PR #15847, opened 2021-05-20
packit: Enable Rawhide

martinpitt:
Even though this is prone to instability, we'd still rather like to learn about OS regressions earlier than later.

### DIFF
--- a/packit.yaml
+++ b/packit.yaml
@@ -17,4 +17,5 @@ jobs:
       targets:
       - fedora-33
       - fedora-34
+      - fedora-rawhide
       - centos-stream-8-x86_64


martinpitt:
Hmm, "interesting" -- [centos 8 run](http://artifacts.dev.testing-farm.io/a844b21d-ff1e-42c2-8161-3d3fc187cc28/) now did get chromium 90, but still fails on this crash. In my Fedora 33 toolbox this works now. Perhaps different build settings or some underlying library? Anyway, this is not so important -- I'll wait for the Fedora results, and then just keep the "enable rawhide" part.

marusak (approved):
worked, nice!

++++

§ **What to work on**:
Exactly the lines from the one containing "-- [centos 8" through the final line of the records above are needed, copied word for word.

§ **Response area**:
Hmm, "interesting" -- [centos 8 run](http://artifacts.dev.testing-farm.io/a844b21d-ff1e-42c2-8161-3d3fc187cc28/) now did get chromium 90, but still fails on this crash. In my Fedora 33 toolbox this works now. Perhaps different build settings or some underlying library? Anyway, this is not so important -- I'll wait for the Fedora results, and then just keep the "enable rawhide" part.

marusak (approved):
worked, nice!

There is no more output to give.